Start of THE INPUT

Issue #2136, opened 2021-01-29
Bind Proposal Ids to root of Merkle Tree when running BFT


achamayou:
Follow-up to #1649 and #2087. Proposal Ids are bound to the state at the read version, and read version selection isn't deterministic in the presence of concurrent transactions. So a possible way to resolve that for BFT is to:

- [ ] Add a "flush" flag to the read version for backup re-execution, which will be useful for both signatures and proposals, since they both need to express not just KV state dependencies but also History state dependencies

~~Add a mechanism to capture non-deterministic values during primary execution, likely in a KV table, and to send them to secondaries for re-execution. That's one way to capture the merkle tree read version, and the mechanism would be generally useful once we add support for REST requests from CCF etc~~

ashamis:
Discussing this with @achamayou  the current proposal is to have a pipeline execution stall for transactions that write to the proposals table on backups. This will ensure that the transaction will see the correct read version.

PR #2663, opened 2021-06-15
BFT recovery tests

ashamis:
This PR is the beginning of recovery for a BFT CCF network. BFT will replicate all tables so that we can align with how CFT recovery works, but uses BFT verification when verifying the public ledger. The small bank tests do not show a performance degradation.

### DIFF
--- a/samples/apps/logging/logging.cpp
+++ b/samples/apps/logging/logging.cpp
@@ -756,6 +756,8 @@ namespace loggingapp
         .set_auto_schema<void, LoggingGetHistorical::Out>()
         .add_query_parameter<size_t>("id")
         .set_forwarding_required(ccf::endpoints::ForwardingRequired::Never)
+        .set_execute_outside_consensus(
+          ccf::endpoints::ExecuteOutsideConsensus::Locally)
         .install();
       // SNIPPET_END: get_historical
 
@@ -809,6 +811,8 @@ namespace loggingapp
         .set_auto_schema<void, LoggingGetReceipt::Out>()
         .add_query_parameter<size_t>("id")
         .set_forwarding_required(ccf::endpoints::ForwardingRequired::Never)
+        .set_execute_outside_consensus(
+          ccf::endpoints::ExecuteOutsideConsensus::Locally)
         .install();
       // SNIPPET_END: get_historical_with_receipt
 
@@ -1068,6 +1072,8 @@ namespace loggingapp
           "to_seqno", ccf::endpoints::QueryParamPresence::OptionalParameter)
         .add_query_parameter<size_t>("id")
         .set_forwarding_required(ccf::endpoints::ForwardingRequired::Never)
+        .set_execute_outside_consensus(
+          ccf::endpoints::ExecuteOutsideConsensus::Locally)
         .install();
 
       auto record_admin_only = [this](
--- a/src/consensus/aft/impl/state.h
+++ b/src/consensus/aft/impl/state.h
@@ -99,6 +99,8 @@ namespace aft
       current_view(0),
       last_idx(0),
       commit_idx(0),
+      cft_watermark_idx(0),
+      bft_watermark_idx(0),
       new_view_idx(0)
     {}
 
--- a/src/consensus/aft/impl/state.h
+++ b/src/consensus/aft/impl/state.h
@@ -118,6 +118,7 @@ namespace aft
     ViewHistory view_history;
     kv::Version new_view_idx;
     std::optional<ccf::NodeId> requested_evidence_from = std::nullopt;
-    std::optional<std::tuple<ccf::NodeId, ccf::View>> public_only_from = std::nullopt;
+    std::optional<std::tuple<ccf::NodeId, ccf::View>> public_only_from =
+      std::nullopt;
   };
 }
--- a/src/consensus/aft/impl/state.h
+++ b/src/consensus/aft/impl/state.h
@@ -116,5 +116,6 @@ namespace aft
     ViewHistory view_history;
     kv::Version new_view_idx;
     std::optional<ccf::NodeId> requested_evidence_from = std::nullopt;
+    std::optional<std::tuple<ccf::NodeId, ccf::View>> public_only_from = std::nullopt;
   };
 }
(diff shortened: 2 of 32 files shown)


samples/apps/logging/logging.cpp
```diff
@@ -756,6 +756,8 @@ namespace loggingapp
         .set_auto_schema<void, LoggingGetHistorical::Out>()
         .add_query_parameter<size_t>("id")
         .set_forwarding_required(ccf::endpoints::ForwardingRequired::Never)
+        .set_execute_outside_consensus(
```
achamayou, line 759: I am worried by this. We've historically only used this for node-specific data, which was clearly out of consensus. For business/application endpoints though, the expectation/reality so far is that consensus guarantees apply evenly.

We are lacking clear guidance of when to use this flag and what the implications are, I think this is something we need to address.

src/consensus/aft/impl/state.h
```diff
@@ -116,5 +118,7 @@ namespace aft
     ViewHistory view_history;
     kv::Version new_view_idx;
     std::optional<ccf::NodeId> requested_evidence_from = std::nullopt;
+    std::optional<std::tuple<ccf::NodeId, ccf::View>> initial_primary =
```
achamayou, line 121: What does the view represent here? How does it differ from current_view?

src/consensus/aft/raft.h
```diff
@@ -2095,7 +2124,10 @@ namespace aft
       progress_tracker->add_nonce_reveal(
         {r.term, r.idx}, r.nonce, from, node_count(), is_primary());
 
-      update_commit();
+      if (!public_only)
```
achamayou, line 2127: Why don't we update commit in public only mode? How can we commit governance changes then?

src/enclave/interface.h
```diff
@@ -84,6 +84,7 @@ struct CCFConfig
   size_t jwt_key_refresh_interval_s;
 
   crypto::CurveID curve_id;
+  uint32_t node_id;
```
achamayou, line 87: Why is this being duplicated out of node state?

src/host/main.cpp
```diff
@@ -388,6 +388,14 @@ int main(int argc, char** argv)
     ->transform(CLI::CheckedTransformer(curve_id_map, CLI::ignore_case))
     ->capture_default_str();
 
+  uint32_t node_id = -1;
+  app
+    .add_option(
+      "--bft-node-id",
```
achamayou, line 394: I don't think this should be assigned manually, there's a serious re-use risk. We should work this out from the public ledger recovery instead.

src/node/request_tracker.h
```diff
@@ -149,6 +162,11 @@ namespace aft
       hashes_without_requests_list.clear();
     }
 
+    void start_tracking_requests()
```
achamayou, line 165: No locking here?

src/node/rpc/member_frontend.h
```diff
@@ -1086,7 +1086,10 @@ namespace ccf
         // creations are in-flight and reading at the same version, all except
         // the first conflict and are re-executed. If we ever produce a
         // proposal ID which already exists, we must have a hash collision.
-        if (pm->has(proposal_id))
+        //
+        // This is current broken broken for BFT.
+        // https://github.com/microsoft/CCF/issues/2668
```
achamayou, line 1091: What's the break?

src/consensus/aft/raft.h
ashamis: I will add a comment to the code - What is going on here is during public only mode we do not want to move commitment forward because of nonces via the message channels only from evidence that is written on the ledger.

src/consensus/aft/impl/state.h
achamayou: initial_recovery_primary

achamayou: Please add a comment and a link to the relevant issue.

src/consensus/aft/raft.h
achamayou: As discussed: update_commit should be safe for a sparse history, and we don't need to/want to validate the pre-catastrophe ledger.

src/consensus/aft/raft_tables.h
```diff
@@ -9,14 +9,6 @@
...
-
-  static constexpr auto replicate_type_bft = kv::ReplicateType::SOME;
-  static const std::unordered_set<std::string> replicated_tables_bft = {
-    ccf::Tables::AFT_REQUESTS,
-    ccf::Tables::SIGNATURES,
-    ccf::Tables::BACKUP_SIGNATURES,
-    ccf::Tables::NONCES,
-    ccf::Tables::NEW_VIEWS};
+  static constexpr auto replicate_type = kv::ReplicateType::ALL;
+  static const std::unordered_set<std::string> replicated_tables = {};
```
achamayou, line 13: Please split.

src/host/main.cpp
achamayou:
```
      auto tx = network.tables->create_tx();
      GenesisGenerator g(network, tx);
      g.create_service(network.identity->cert);
      g.retire_active_nodes();

      g.add_node(
```

I think we can set self correctly in the gap here, and have a temp value before.

src/node/rpc/member_frontend.h
achamayou: This is really #2136, and apart from the solutions proposed in the ticket, we could add a nonce to duplicate (or all proposals) in BFT as a short term hack.

achamayou (approved):

src/node/node_state.h
```diff
@@ -972,6 +972,20 @@ namespace ccf
       g.create_service(network.identity->cert);
       g.retire_active_nodes();
 
+      if (network.consensus_type == ConsensusType::BFT)
+      {
+        // BFT consensus requires a stable order of node IDs so that the
+        // primary node in a given view can be computed deterministically by
+        // all nodes in the network
+        // See https://github.com/microsoft/CCF/issues/1852
```
achamayou, line 980: @ashamis so as discussed, we will unify ids with CFT, but keep a mapping of node_id -> election_order_id and use that to decide election order, right? If that's right, can it be recorded in #1852.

End of THE INPUT

_THE PROBLEM_
Please return every line of the records that contains the word "mode".

_SOLUTION TO THIS PROBLEM_
achamayou, line 2127: Why don't we update commit in public only mode? How can we commit governance changes then?
ashamis: I will add a comment to the code - What is going on here is during public only mode we do not want to move commitment forward because of nonces via the message channels only from evidence that is written on the ledger.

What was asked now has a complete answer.